Search code examples
encodingdetectionapache-tika

Tika is not detecting plain ascii input


We have a byte sequence input and we need to check if it's UTF-8 or plain ASCII or something else. In other words, we have to reject ISO-8859-X latin-x or other encoded input.

Our first choice was Tika, but we have a problem with it: plain ascii input (input with no accented chars at all) is often detected as ISO-8859-2 or ISO-8859-1 !
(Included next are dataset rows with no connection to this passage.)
PR #6658, opened 2023-06-08
fix: should output warning info when "pnpm" or "resolutions" is configured in a non-root workspace project

### LINKED ISSUE #6636: resolutions not working in monorepo
### pnpm version:

8.6.0

https://github.com/Innei/pnpm-resolution-reproduction

### Expected behavior:

Monorepo package's field `resolutions` should work behavior like the root package is, setting overrides in pnpm-lock.ymal.

### Actual behavior:

Only overrides the root package's resolutions.
CleanShot 2023-06-04 at 12 04 01@2x

CleanShot 2023-06-04 at 12 04 41@2x

But monorepo not working.

CleanShot 2023-06-04 at 12 05 00@2x

### Additional information:

 v18.15.0
macOS

await-ovo:
close #6636 

As discussed in https://github.com/pnpm/pnpm/issues/6636#issuecomment-1581700063 and  https://github.com/pnpm/pnpm/issues/6048#issuecomment-1452062888


pkg-manager/core/src/install/index.ts
```diff
@@ -262,13 +262,7 @@ export async function mutateModules (
...
     : true
 
-  if (!maybeOpts.ignorePackageManifest) {
-    for (const { manifest, rootDir } of Object.values(ctx.projects)) {
-      if (!manifest) {
-        throw new Error(`No package.json found in "${rootDir}"`)
-      }
-    }
-  }
+  checkProjectsManifest(ctx, maybeOpts)
```
zkochan: The check should be done in this function: https://github.com/pnpm/pnpm/blob/d9da627cd3b0ec4b4392632ad2ab94866b7a8ad0/workspace/find-workspace-packages/src/index.ts#L11-L25

PR #6662, opened 2023-06-10
fix: use maps for file maps instead of objects

zkochan:


zkochan:
@d3lm this is also a breaking change to some of the hooks that you use. But it probably won't be a problem to fix. I'll wait for your approval before merging this.

Using objects for key/value data was a bad idea because there are edge cases in which we try to access properties that are not object's own properties. These bugs are then really hard to find. I had an issue with a file that had the name `toString`.

zkochan:
new pr created: https://github.com/pnpm/pnpm/pull/10312

PR #6675, opened 2023-06-14
chore: cancel previous CI runs

illright:
This uses the native [`concurrency` property](https://docs.github.com/en/actions/using-jobs/using-concurrency) of GitHub Actions jobs to cancel runs on previous commits when there exists a newer commit. It will help with not getting redundant fail alerts as well as to save CI minutes

### DIFF
--- a/.github/workflows/ci.yml
+++ b/.github/workflows/ci.yml
@@ -7,6 +7,10 @@ permissions:
 
 jobs:
   build:
+    concurrency:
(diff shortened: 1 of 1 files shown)


zkochan:
Why has it canceled on runs on this PR?

illright:
Good question, investigating

zkochan (approved):

PR #6677, opened 2023-06-14
fix: add `restrict-template-expressions` comment avoid eslint error

btea:


illright:
I'm not getting any errors on linting, could you explain in which cases are you getting it?

btea:
After I run `pnpm lint:ts` the following error occurs: 

image

zkochan:
Eslint is weird. I have noticed that some errors happen only on Windows.

zkochan (approved):

PR #6686, opened 2023-06-16
fix: fix the check for Node in the system

### LINKED ISSUE #6685: `pnpm add` doesn't work on systems without Node

```
$ docker run -it alpine /bin/sh
/ # wget -qO- https://get.pnpm.io/install.sh | ENV="$HOME/.shrc" SHELL="$(which sh)" sh -
/ # source /root/.shrc
/ # pnpm add esbuild
```

### Expected behavior:

The package `esbuild` installs successfully

### Actual behavior:

```
 ENOENT  not found: node

This error happened while installing a direct dependency of /hello

pnpm: not found: node
    at getNotFoundError (/snapshot/dist/pnpm.cjs)
    at Function.whichSync [as sync] (/snapshot/dist/pnpm.cjs)
    at getCommandAbsolutePathSync (/snapshot/dist/pnpm.cjs)
    at Object.sync (/snapshot/dist/pnpm.cjs)
    at getSystemNodeVersionNonCached (/snapshot/dist/pnpm.cjs)
    at getSystemNodeVersionNonCached (/snapshot/dist/pnpm.cjs)
    at checkPackage (/snapshot/dist/pnpm.cjs)
    at packageIsInstallable (/snapshot/dist/pnpm.cjs)
    at resolveAndFetch (/snapshot/dist/pnpm.cjs)
    at process.processTicksAndRejections (node:internal/process/task_queues:95:5)
```

### Additional information:

 - `node -v` prints: nothing, Node is not installed
 - Windows, macOS, or Linux?: Linux Alpine inside a Docker container
 
 There's this commit that introduces the check for Node, I suspect the `!=` was meant to be `==`: https://github.com/pnpm/pnpm/pull/3974/files#diff-236bf263370ef6e23eb07e3f4eecc6a487d9bab777bb91503a348104b8c1f99dR5

illright:
Closes #6685

### DIFF
--- a/config/package-is-installable/src/getSystemNodeVersion.ts
+++ b/config/package-is-installable/src/getSystemNodeVersion.ts
@@ -3,7 +3,7 @@ import * as execa from 'execa'
 
 export function getSystemNodeVersionNonCached () {
   // @ts-expect-error
-  if (process['pkg'] != null) {
+  if (process['pkg'] == null) {
     return execa.sync('node', ['--version']).stdout.toString()
   }
   return process.version
--- a/config/package-is-installable/test/getSystemNodeVersion.test.ts
+++ b/config/package-is-installable/test/getSystemNodeVersion.test.ts
@@ -8,14 +8,12 @@ jest.mock('execa', () => ({
 }))
 
 test('getSystemNodeVersion() executed from an executable pnpm CLI', () => {
-  // @ts-expect-error
   process['pkg'] = {}
-  expect(getSystemNodeVersionNonCached()).toBe('v10.0.0')
-  expect(execa.sync).toHaveBeenCalledWith('node', ['--version'])
+  expect(getSystemNodeVersionNonCached()).toBe(process.version)
 })
 
 test('getSystemNodeVersion() from a non-executable pnpm CLI', () => {
-  // @ts-expect-error
   delete process['pkg']
-  expect(getSystemNodeVersionNonCached()).toBe(process.version)
+  expect(getSystemNodeVersionNonCached()).toBe('v10.0.0')
+  expect(execa.sync).toHaveBeenCalledWith('node', ['--version'])
 })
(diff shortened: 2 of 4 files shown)


config/package-is-installable/src/getSystemNodeVersion.ts
```diff
@@ -3,7 +3,7 @@ import * as execa from 'execa'
 
 export function getSystemNodeVersionNonCached () {
   // @ts-expect-error
-  if (process['pkg'] != null) {
+  if (process['pkg'] == null) {
     return execa.sync('node', ['--version']).stdout.toString()
   }
```
zkochan, line 8: You are breaking node.js check on systems that have node. This is the way we need to check the version of node.js in the packages version of pnpm (where we bundle pnpm with node.js)

The right solution is probably to do something like
```suggestion
  if (process['pkg'] != null) {
    try {
      return execa.sync('node', ['--version']).stdout.toString()
    } catch (err) {
      // There is no Node.js on the system
      return null
    }
  }
```

config/package-is-installable/test/getSystemNodeVersion.test.ts
zkochan, line 1: These tests should not be changed

zkochan (changes requested):
See my comments

illright:
@zkochan please help me understand where my reasoning is wrong: 

The `process['pkg']` is set only in pnpm installations that bundle Node in, and those installations also have `process.version`, so when `process['pkg']` is not null, we shouldn't check `node --version` because it might not be there.

If `process['pkg']` is null, then pnpm isn't bundled with Node, and therefore must be running on Node that's installed externally in the system. That means it's safe to spawn `node --version`

zkochan:
We should not check the node.js version with which pnpm is bundled because that node.js is only used for running the pnpm code, not for running scripts of "outside" projects.

illright:
Fair enough, but then I don't understand what causes the original issue. I'll close this PR for now, let's move over to that issue for further discussion

PR #6755, opened 2023-07-03
fix(resolve-dependencies): optimize splitNodeId, fix invalid nodeId

zxbodya:
Fix to avoid creating invalid nodeId, small optimization

### DIFF
--- a/pkg-manager/resolve-dependencies/src/nodeIdUtils.ts
+++ b/pkg-manager/resolve-dependencies/src/nodeIdUtils.ts
@@ -18,5 +18,5 @@ export function createNodeId (parentNodeId: string, pkgId: string) {
 }
 
 export function splitNodeId (nodeId: string) {
-  return nodeId.slice(1, -1).split('>')
+  return nodeId.split('>').slice(1, -1)
 }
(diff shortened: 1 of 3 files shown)


pkg-manager/resolve-dependencies/src/resolveDependencies.ts
```diff
@@ -1241,7 +1241,7 @@ async function resolveDependency (
   // In case of leaf dependencies (dependencies that have no prod deps or peer deps),
   // we only ever need to analyze one leaf dep in a graph, so the nodeId can be short and stateless.
   const nodeId = pkgIsLeaf(pkg)
-    ? pkgResponse.body.id
+    ? `>${depPath}>`
```
zxbodya, line 1244: this was resulting in having `splitNodeId` called with `nodeId` not having `>` around it, which became noticeable with the change above

pkg-manager/resolve-dependencies/src/nodeIdUtils.ts
```diff
@@ -18,5 +18,5 @@ export function createNodeId (parentNodeId: string, pkgId: string) {
 }
 
 export function splitNodeId (nodeId: string) {
-  return nodeId.slice(1, -1).split('>')
+  return nodeId.split('>').slice(1, -1)
```
zxbodya, line 21: having a slice after splitting the string, allows copying less data, making the dependency resolution a few seconds faster on a large monorepo

zkochan (approved):

PR #6760, opened 2023-07-03
perf(modules-cleaner): replace ramda difference with better alternative

zxbodya:
Ramda's `difference` happens to be slow, for the case how it is used in `prune` function.

before:
Screenshot 2023-07-03 at 20 59 08

after:
Screenshot 2023-07-03 at 20 59 38


zkochan (approved):

zkochan:
Thanks for all the optimizations. The results are great!

jakebailey:
pprof ❤️

PR #6777, opened 2023-07-07
ci: restore verdaccio cache

KSXGitHub:


zkochan:
This is not going to be useful as we don't always run all tests in PRs (only tests of changed packages). In this PR there were no changed packages at all, so the cache is empty. We only need to populate this cache on the main branch.

zkochan:
This won't work. There is not way to only write the cache on main branch and read the cache on other branches.

PR #6784, opened 2023-07-09
fix: --fix-lockfile should not remove the fields like hasBin and depr…

### LINKED ISSUE #6600: pnpm i --fix-lockfile removes 'hasBin' 'deprecated' fields and not regenerated them
### pnpm version:

`8.5.1`

run `pnpm i --fix-lockfile`

image

### Expected behavior:

repo that already has up-to-date lockfile runs `pnpm i --fix-lockfile` and lockfile do not change anything

### Actual behavior:

remove 'hasBin' 'deprecated' field,
these fields will be regenerated one day, if related-dependencies are changed, a large number of lockfile rows have been modified,so, it's better not to change this. 

### Additional information:

By the way, the lockfile format can have a document that may make the user clearer about what changes in the lockfile.

SoonIter:
closes #6600


SoonIter:
@zkochan 
 'deprecated'  field can only be regenerated by fully resolution to registry from packageManifest

https://github.com/pnpm/pnpm/blob/e4ef6f46c991e1353cc577c068432c49c9e424be/pkg-manager/package-requester/src/packageRequester.ts#L183

However, 'hasBin' and 'prepare' can be regenerated from pkg here

https://github.com/pnpm/pnpm/blob/e4ef6f46c991e1353cc577c068432c49c9e424be/pkg-manager/resolve-dependencies/src/resolveDependencies.ts#L1234

Maybe I can preserve the deprecated field here and it is a workaround
https://github.com/pnpm/pnpm/blob/a53ef4d196a8dba62eafdc1fbb260e3e5270d37a/pkg-manager/core/src/install/index.ts#L959-L973
i think let '--fix-lockfile' the same as 'BROKEN_LOCKFILE' behavior is acceptable.

PoomSmart:
Any ETA for this PR to be merged?

SoonIter:
😂 i do not have enough time to continue to update this pull request, another pr welcome, if someone wants to regenerate these lockfile field, could try `pnpm i --lockfile-only`

KuSh:
@SoonIter could you push the deprecated part as a separated PR as this part seems simple and safe to merge on its own?
If you don't have time and that's ok to you, I can do it, with attribution

PR #6787, opened 2023-07-10
chore: convenient script to filter tests

KSXGitHub:
so that we don't need to edit the source code (adding `.only` to the test file and file path to the script) and the undo it over and over again.


pkg-manager/core/src/install/index.ts
```diff
@@ -419,7 +419,7 @@ Note that in CI environments, this setting is enabled by default.`,
                   hint: 'Note that in CI environments this setting is true by default. If you still need to run install in such cases, use "pnpm install --no-frozen-lockfile"',
                 })
             }
-            /* eslint-disable @typescript-eslint/restrict-template-expressions */
+
```
KSXGitHub, line 422: I don't remember making this change.

zkochan:
Could you describe in `CONTRIBUTING.md` how to run a single test in some project using this new script?

pkg-manager/core/package.json
```diff
@@ -144,9 +144,11 @@
     "registry-mock": "registry-mock",
     "test:jest": "jest",
     "test:e2e": "registry-mock prepare && run-p -r registry-mock test:jest",
+    "filtered-test:jest": "sh -o nounset -c 'jest --verbose --testPathPattern \"$TEST_PATH_PATTERN\" --testNamePattern \"$TEST_NAME_PATTERN\"'",
```
zkochan: How would this work? The registry-mock is not started.

KSXGitHub: So that why `successful offline installation` test didn't finish!

Anyway, with the latest commits, I have merged `filtered-test` into `test`. The environment variables have been made optional.

KSXGitHub: Also, since I merge `filterered-test` into `test`, `test` now requires `sh` even on Windows. Do you prefer creating a JavaScript file to spawn the test cross-platform?

zkochan:
I have found the right way to do this, using jest's setup and teardown scripts: https://github.com/pnpm/pnpm/pull/6813

Issue #6592, opened 2023-05-25
twice install doesn't skip resolution step


tjx666:
### Code to reproduce the issue: 

github repository: https://github.com/tjx666/pnpm-issue-workspace-version
online: https://stackblitz.com/edit/github-yaxxsn?file=packages%2Ffoo%2Fpackage.json

### Expected behavior:

1. `pnpm install`
2. `pnpm install` again will output `Lockfile is up to date, resolution step is skipped`

### Actual behavior:

no output `Lockfile is up to date, resolution step is skipped`

### Additional information:

 - `node -v` prints: 18.16.0
 - Windows, macOS, or Linux?: MacOS

After I debug code, I find this issue is because https://github.com/pnpm/pnpm/blob/main/pkg-manager/core/src/install/allProjectsAreUpToDate.ts#L117 doesn't consider version number like `workspace`.

You can see my foo package pakcage.json definition:

```
{
    "name": "foo",
    "dependencies": {
         // "bar": "workspace:*" works fine.
        "bar": "workspace",
        "lodash": "^4.17.21"
    }
}
```

zkochan:
It should have failed with an error on the first install. `workspace` is not a supported syntax to reference local workspace projects. `workspace` means install a version under the `workspace` dist-tag.

kirklin:
to reference a local workspace project as a dependency in your package.json file, you can use the following syntax:

```json
{
  "name": "foo",
  "dependencies": {
    "bar": "workspace:*",
    "lodash": "^4.17.21"
  }
}
```

With this updated syntax, running pnpm install should correctly install the dependencies, including the local workspace project bar. Subsequent runs of pnpm install will recognize the lockfile and skip the resolution step if there are no changes to the dependencies.

PR #6791, opened 2023-07-10
fix: treat the linked dependency which version type is tag as update-to-date

await-ovo:
fix https://github.com/pnpm/pnpm/issues/6592

### DIFF
--- a/pkg-manager/core/src/install/allProjectsAreUpToDate.ts
+++ b/pkg-manager/core/src/install/allProjectsAreUpToDate.ts
@@ -112,10 +112,9 @@ async function linkedPackagesAreUpToDate (
           ) {
             return true
           }
-          const selector = getVersionSelectorType(currentSpec)
           // https://github.com/pnpm/pnpm/issues/6592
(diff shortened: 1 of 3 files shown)


pkg-manager/core/src/install/allProjectsAreUpToDate.ts
```diff
@@ -111,6 +112,12 @@ async function linkedPackagesAreUpToDate (
           ) {
             return true
           }
+          const selector = getVersionSelectorType(currentSpec)
+          // https://github.com/pnpm/pnpm/issues/6592
+          // if the dependency is linked and the specified version type is tag, we consider it to be up-to-date to skip full resolution.
+          if (isLinked && selector?.type === 'tag') {
+            return true
+          }
```
zkochan:
```suggestion
          // https://github.com/pnpm/pnpm/issues/6592
          // if the dependency is linked and the specified version type is tag, we consider it to be up-to-date to skip full resolution.
          if (isLinked && getVersionSelectorType(currentSpec)?.type === 'tag') {
            return true
          }
```

zkochan (approved):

This is the problematic part:

    CharsetDetector detector = new CharsetDetector();
    String ascii = "Only ascii Visible:a;Invisible:GUID\nX;XXddd\n";
    detector.setText(ascii.getBytes());
    System.out.println("detected charset: " + detector.detect().getName());
    String ascii2 = "Only ascii plain english text";
    detector.setText(ascii2.getBytes());
    System.out.println("detected charset: " + detector.detect().getName());
    String ascii3 = "this is ISO-8859-2 do not know why";
    detector.setText(ascii3.getBytes());
    System.out.println("detected charset: " + detector.detect().getName());
    String ascii4 = "this is UTF-8 but tell me why o why maybe sdlkfjlksdjlkfjlksdjflkjlskdjflkjsdjkflkdsjlkfjldsjlkfjldkjkfljdlkjsdfhjshdkjfhjksdhjfkksdfksjdfhkjsdhj";
    detector.setText(ascii4.getBytes());
    System.out.println("detected charset: " + detector.detect().getName());

This is the output

detected charset: ISO-8859-2
detected charset: ISO-8859-1
detected charset: ISO-8859-2
detected charset: UTF-8

How should I use Tika to get sensible results?

Ps: Here is a mini demo: https://github.com/riskop/tikaproblem


Solution

  • There's a detectAll() method on detector, with that one can get all the encodings Tika considered matching to the input. I can solve my problem with following this rule: if UTF-8 is among the matching encodings the input is accepted (because it is possibly UTF-8), else the input is rejected as not UTF-8.

    I understand that Tika must use heuristics, and I understand that there are inputs which can be valid UTF-8 or other encoded texts at the same time.

    So for example

        bytes = "Only ascii plain english text".getBytes("UTF-8");
        printCharsetArray(new CharsetDetector().setText(bytes).detectAll());
    

    results in:

    Match of ISO-8859-1 in nl with confidence 40
    Match of ISO-8859-2 in ro with confidence 30
    Match of UTF-8 with confidence 15
    Match of ISO-8859-9 in tr with confidence 10
    Match of Big5 in zh with confidence 10
    Match of EUC-KR in ko with confidence 10
    Match of EUC-JP in ja with confidence 10
    Match of GB18030 in zh with confidence 10
    Match of Shift_JIS in ja with confidence 10
    Match of UTF-16LE with confidence 10
    Match of UTF-16BE with confidence 10
    

    Which is usable in my case, although the two "best" matches are ISO-8859-1 and 2, the third best is UTF-8, so I can accept the input.

    For invalid UTF-8 input it seems also working.

    For example 0xc3, 0xa9, 0xa9

        bytes = new byte[]{(byte)0xC3, (byte)0xA9, (byte)0xA9}; // illegal utf-8: Cx leading byte followed by two continuation bytes 
        printCharsetArray(new CharsetDetector().setText(bytes).detectAll());
    

    results:

    Match of Big5 in zh with confidence 10
    Match of EUC-KR in ko with confidence 10
    Match of EUC-JP in ja with confidence 10
    Match of GB18030 in zh with confidence 10
    

    Which is good, there's no UTF-8 among the matches.

    A more likely input is text with accented chars encoded with not UTF-8 encoding:

        bytes = "this is somethingó not utf8 é".getBytes("ISO-8859-2");
        printCharsetArray(new CharsetDetector().setText(bytes).detectAll());
    

    results:

    Match of ISO-8859-2 in hu with confidence 31
    Match of ISO-8859-1 in en with confidence 31
    Match of KOI8-R in ru with confidence 10
    Match of UTF-16LE with confidence 10
    Match of UTF-16BE with confidence 10
    

    Which is good, because no UTF-8 among the results.